Moscovici n'est pas seul. Il gravite dans une nébuleuse contreculturelle l'on trouve les sociologues Edgar Morin et Alain Touraine, les écrivains régionalistes Robert Laffont et Bernard Charbonneau, les écologistes du groupe ECOROPA et le Groupe des Dix de Jacques Robin. Dès le début des années 70, il rejoint les Amis de la Terre où il rencontre Brice Lalonde, qui deviendra son porte-voix en politique. Moscovici, lui, même s'il a été parfois candidat à des élections, ne croit pas à la construction d'un parti écologiste centralisé. II préfère la notion de réseau fédérant des mouvements féministes, écologistes, régionalistes, pacifistes. Moscovici a eu une certaine influence sur la deuxième gauche, notamment sur Alain Touraine qui travaillera pendant deux ans sur le mouvement antinucléaire. Dans La Prophétie antinucléaire, (Seuil, 1980) il écrit :
« Explorant les luttes sociales d'aujourd'hui pour y découvrir le mouvement social et le conflit qui pourraient jouer demain le rôle central qui a été celui du mouvement ouvrier et des conflits du travail dans la société industrielle, nous attendons de la lutte antinucléaire qu'elle soit la plus chargée de mouvement social et de contesta tion, la plus directement porteuse d'un contre-modèle de société.»

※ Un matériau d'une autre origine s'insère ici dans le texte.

PR #3189, opened 2024-11-13
doc: show full preference names

mdavidsaver:
As a follow on to #3187.  Prepend package names when generating `preference_properties.html` so they appear complete, because clearly users will copy+paste without reading the page preamble.

I couldn't immediately see a way to compute the package name from the preferences file name, so I opt to parse out the `# Package ...` line present in (almost) all files.  This parsing is simplistic, looking at the first non-space character.  It also can not fix preference names which appear in comments.

Did I guess the correct package for `app/databrowser-json/src/main/resources/archive_reader_json_preferences.properties`?

### DIFF
--- a/app/databrowser-json/src/main/resources/archive_reader_json_preferences.properties
+++ b/app/databrowser-json/src/main/resources/archive_reader_json_preferences.properties
@@ -1,3 +1,7 @@
+# ---------------------------------------
+# Package org.phoebus.archive.reader.json
+# ---------------------------------------
+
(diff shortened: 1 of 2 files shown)


kasemir (approved):
Good idea.

kasemir:
> Did I guess the correct package for app/databrowser-json/src/main/resources/archive_reader_json_preferences.properties?

The actual package is `org.phoebus.archive.reader.json`.

mdavidsaver:
> The actual package is `org.phoebus.archive.reader.json`.

Updated.

PR #3191, opened 2024-11-13
CSSTUDIO-2167 Support for "decorations" in the Logbook application

abrahamwolk:
At ESS, we have implemented a "decoration" feature into the Logbook application.

Using this feature, it is possible to enter PV Names of VEnum-type into the "Advanced Search" part of the Logbook UI, and the logbook entries are then decorated by the status of the specified VEnum PVs using color coding: each possible Enum-value is represented using one color. A graphical symbol next to the logentry displays the value of the PV.

The intention is to be able to see, at a glance, what state the corresponding PV was in when a log entry was made and to see where the PV changed its value.

Since this feature is very likely to be of interest to ESS only, the feature itself has been implemented in a ESS-specific module. However, for the feature to function, there needs to be support for adding the decoration in the main Phoebus source code. This pull request adds this functionality to Phoebus.

In particular, this pull request adds the SPI interface `org.phoebus.logbook.olog.ui.spi.Decoration`, which has the following signature:

```
public interface Decoration {
    public Node getDecorationInputNode();

    public void setLogEntries(List<LogEntry> logEntries);

    public void setRefreshLogEntryTableView(Runnable refreshLogEntryTableView);

    public Node createDecorationForLogEntryCell(LogEntry logEntry);
}
```

A new decoration (displayed next to the search results in the Logbook application) is added by implementing these four methods:
 - `createDecorationForLogEntryCell()` computes a decoration to be displayed next to one line of the search results (corresponding to the `logEntry` that is its argument) in the Logbook application.
 - `setRefreshLogEntryTableView()` receives as an argument the `Runnable refreshLogEntryTableView` which refreshes the `LogEntryTableView` that displays the search results. This can be used by the implementation of the decoration to update the `LogEntryTableView`. In our case, the data that the decoration depends on needs to be fetched from the archiver, and when the data has arrived and the correct decoration has been determined, `refreshLogEntryTableView()` is called in order to refresh the UI.
 - `setLogEntries()` is called by the Logbook application when it has received a new set of log entries to be displayed. (E.g., when a search query has returned, or when the user clicks to see the next page of the results list.)
 - `getDecorationInputNode()` specifies a JavaFX node that is displayed under "Advanced Search" in the Logbook UI, and where the user can specify input for a given decoration. In our case, this is implemented by textfields where the user can specify PVs of type VEnum.

To make the use-case more concrete, the following is a screenshot of some results in the result list of the Logbook application, decorated using a decoration that has been implemented using this interface:

screenshot

### DIFF
--- a/app/logbook/olog/ui/src/main/resources/org/phoebus/logbook/olog/ui/LogEntryCell.fxml
+++ b/app/logbook/olog/ui/src/main/resources/org/phoebus/logbook/olog/ui/LogEntryCell.fxml
@@ -15,6 +15,9 @@ summary of the log entry and its metadata.
     <HBox>
         <HBox fx:id="decorationNodes" fillHeight="true" />
         <VBox fx:id="logEntryCell">
+            <padding>
+                <Insets bottom="3.0" left="3.0" right="3.0" top="3.0"/>
+            </padding>
             <HBox.hgrow><Priority fx:value="ALWAYS"/></HBox.hgrow>
             <GridPane>
                 <columnConstraints>


app/logbook/olog/ui/src/main/java/org/phoebus/logbook/olog/ui/LogEntryCellController.java
```diff
@@ -142,21 +99,20 @@ public void initialize() {
...
-            Text textNode = new Text(text);
-            textNode.setFill(Color.BLACK);
+    public void setDecorations(List<Decoration> decorations) {
+        this.decorations = decorations;
+    }
 
-            StackPane stack = new StackPane();
-            stack.getChildren().addAll(rectangle, textNode);
+    @FXML
+    public void refresh() {
```
georgweiss, line 109: Why is this annotated with @FXML? The method is not referenced in the fxml file.

app/logbook/olog/ui/src/main/java/org/phoebus/logbook/olog/ui/spi/Decoration.java
```diff
@@ -1,7 +1,16 @@
 package org.phoebus.logbook.olog.ui.spi;
 
 import javafx.scene.Node;
+import org.phoebus.logbook.LogEntry;
+
+import java.util.List;
 
 public interface Decoration {
-    public Node decorationInputNode();
```
georgweiss: Methods need not be public (may generate lint warnings)

georgweiss (commented):
A few comments inlined.
In my view any UI visualization of decorations configuration does not belong in the advanced search view since it is not related to how search is performed in Elasticsearch.

georgweiss (approved):

PR #3195, opened 2024-11-19
CSSTUDIO-2572: Add a "Jump to Log Entry" TextField to the Logbook application

abrahamwolk:
This pull request adds a "Jump to Log Entry" textfield to the Logbook application:
screenshot

By writing a Log Entry ID into this textfield, one can jump to the corresponding log entry.

### DIFF
--- a/app/logbook/olog/ui/src/main/java/org/phoebus/logbook/olog/ui/LogEntryTable.java
+++ b/app/logbook/olog/ui/src/main/java/org/phoebus/logbook/olog/ui/LogEntryTable.java
@@ -173,11 +173,10 @@ public class LogEntryTable implements AppInstance {
         }
 
         protected boolean loadLogEntryWithID(Long id) {
-            goForwardActions.clear();
-            addGoBackAction();
-
             try {
                 LogEntry logEntry = controller.client.getLog(id);
+                goForwardActions.clear();
+                addGoBackAction();
                 gotoLogEntry(logEntry);
                 return true;
             }


kasemir:
How likely it is for an end user to know the ID of a log entry? A plain text search might be more relevant, where entries with that text in the author, title, body will be highlighted, with next/previous buttons to jump between log entries that contain the word.

Otherwise fine.

georgweiss:
It is already possible to share links: see Copy URL button, which is also available in the web client.

georgweiss (commented):
Log entry ids are always numerical, so the input field should accept only digits.
Also, the cursor is aligned in the middle and after uses presses <ENTER> it jumps back to the start of the entered value.

georgweiss:
Using this new feature and then Back button. Eventually the history is empty, which is indicated by a disabled Back button. At this point I think the input field should be cleared too.
Screenshot 2024-11-19 at 14 19 27

georgweiss:
>If the parsing of the log entry ID fails (e.g., the input contains non-numeric characters), the input is discarded

In my view disallowing invalid input is nicer. That would also eliminate the need to handle the invalid input.

And yes, I think right-aligning cursor is more intuitive. And the entered chars should be left-aligned, in my opinion.

georgweiss:
When reaching (in my example) the "last" id 451, the Forward button will take user to 451.

georgweiss (approved):

PR #3196, opened 2024-11-19
Add a unit test to check if all the translation in messages_{LOCALE}.properties files are synchronized with the default one

katysaintin:
As it mentioned in the last CS-meeting with @georgweiss 
Function **checkMessageFilesDifferences** added in org.phoebus.framework.nls.NLS class in core-framework module.
It lists the differences between all the existing messages_{LOCALE}.properties and messages.properties file.
If there is a missing Key in the messages_{LOCALE}.properties or if a key should be removed.

A unit test in org.phoebus.framework.nls.NLSMessagesTest is added .
checkAllMessagesResources() lists all the differences in all the Phoebus project.
Using this unit test, all the messages_fr.properties are updated now.


georgweiss (commented):
I'd prefer the static methods in class ```NLS``` (e.g. ```checkMessageFileDifferences```) to be in the unit test class since they are not used outside that test.
When I run the test class it fails on one test. If differences are detected it's OK to print that, but a unit test failure will fail a build of Phoebus. I think we should avoid it in this case.

katysaintin:
> I'd prefer the static methods in class `NLS` (e.g. `checkMessageFileDifferences`) to be in the unit test class since they are not used outside that test. When I run the test class it fails on one test. If differences are detected it's OK to print that, but a unit test failure will fail a build of Phoebus. I think we should avoid it in this case.

OK, no problem, I understand, what I can do is : 
- move the code in a static method in NLS
- modify the unit test , just in printing the differences but, consider that it is not a failure.

Katy

georgweiss:
Now I am a bit confused... the static methods used in the test class should not be in ```NLS.java``` but in ```NLSMessagesTest.java```

katysaintin:
Ah OK, I understand the invert, sorry, it's my bad. I will move all the code in NLSMessagesTest.java 
but we'll get there eventually

katysaintin:
It should be OK now, NLS.java is revert to the original version.
Only NLSMessagesTest.java changes, without considering differences in messages.properties as a failure.
Update all the messages_fr.properties according to messages.properties

georgweiss (approved):

georgweiss:
Interesting to see that with a change in Locale, ```SEVERE``` becomes ```SCHWERWIEGEND``` in German...

PR #1013, opened 2023-01-03
use custom replace for substitutions

brharrington:
The variable substitution when processing JMX data used the `String.replace` function. On java 8 this internally uses regex which is costly to compile. This change switches it to a custom function for replacing the values. On newer java versions the default is more efficient and doesn't use regex, but the custom version still seems to be a little better for the sample data tested.

### DIFF
--- a/spectator-ext-jvm/src/main/java/com/netflix/spectator/jvm/MappingExpr.java
+++ b/spectator-ext-jvm/src/main/java/com/netflix/spectator/jvm/MappingExpr.java
@@ -42,6 +42,7 @@ final class MappingExpr {
    *     String with values substituted in. If no matching key is found for a
    *     placeholder, then it will not be modified and left in place.
    */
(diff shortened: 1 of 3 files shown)


spectator-ext-jvm/src/main/java/com/netflix/spectator/jvm/MappingExpr.java
```diff
@@ -29,6 +29,28 @@ final class MappingExpr {
...
+   * On Java 8, the {@code String.replace} call uses a regex internally which results
+   * in a considerable overhead. This does a simple replace without using regex.
+   */
+  static String replace(String str, String target, String replacement) {
+    int pos = str.indexOf(target);
+    if (pos == -1) {
+      return str;
+    }
+
+    StringBuilder builder = new StringBuilder();
```
manolama, line 42: may be worth sizing the builder with the original string length.

manolama (approved):

PR #1015, opened 2023-01-04
add helper for common tagging

brharrington:
Adds a sub-project with a simple helper for extracting Netflix common tags from the environment. This is using the same logic as `iep-nflxenv` which will later get updated to use this new package. The goal for this change is to remove any dependency from spectator on iep libraries that will likely move to require java 17 in the near future while spectator will need to stay on java 8 for the time being.


copperlight (approved):
Clean port from the previous iteration. Nice work!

C'était l'époque où André Gorz parlait d'« électrofascisme » à propos d'EDF. Tout un courant de la deuxième gauche et de l'extrême-gauche identifiera ainsi l'énergie nucléaire au totalitarisme, parce qu'elle incarne au plus haut point les valeurs de l'Etat-nation : armée, centralisation, progrès technique. Le slogan « société nucléaire, société policière, société totalitaire » sera l'un des mots d'ordre qui conduira à des assassinats d'ingénieurs et de dirigeants du secteur nucléaire, au premier rang desquels Georges Besse et René Audran.
En réalité, ce contre-modèle fera long feu. Brice Lalonde commencera sa carrière dans un rôle de « gauchiste romantique » selon sa propre expression. Il la terminera assez lamentablement auprès du libéral Alain Madelin après avoir tenté de manger à tous les rateliers. Entre-temps, il aura été candidat de tous les écologistes à l'élection présidentielle de 1981 (3,9% des voix) ; en 1984, il dirigera la liste ERE (Entente radicale écologiste) aux élections européennes, avec Olivier Stirn et François Doubin. En 1988, il soutient François Mitterrand pour un second mandat, ce qui lui vaudra un portefeuille de ministre de l'Environnement dans le gouvernement Rocard. C'est à cette époque qu'il lance son mouvement Génération Ecologie, avec de prestigieux parrainages (Haroun Tazieff, le Pr Minkowski, Jean-Louis Borloo, Bernard Clavel, Noel Mamère, etc.). On trouve aussi des militants écologistes de la première heure tels que Corinne Lepage et son mari Christian Huglo, Hugues de Jouvenel, le responsable des Futuribles, les journalistes Guy Konopnicki et Guy Aznar, ou encore la député socialiste Marie-Noëlle Lienemann. Le succès initial aux élections régionales de 1992 se révélera être un feu de paille et le mouvement se délitera très vite du fait de la pratique autocratique de Brice Lalonde, qui n'est finalement libertaire que vis-à-vis du pouvoir des autres. La versatilité de la ligne politique de Lalonde et la montée en puissance de Dominique Voynet au sein des Verts feront le reste. L'essentiel des fondateurs quitte le mouvement pour créer des mouvements dissidents qui iront, au bout de quelques années, rejoindre les Verts. Brice Lalonde continuera seul son chemin en soutenant successivement Michel Rocard, Edouard Balladur, Raymond Barre, Jacques Chirac et Alain Madelin.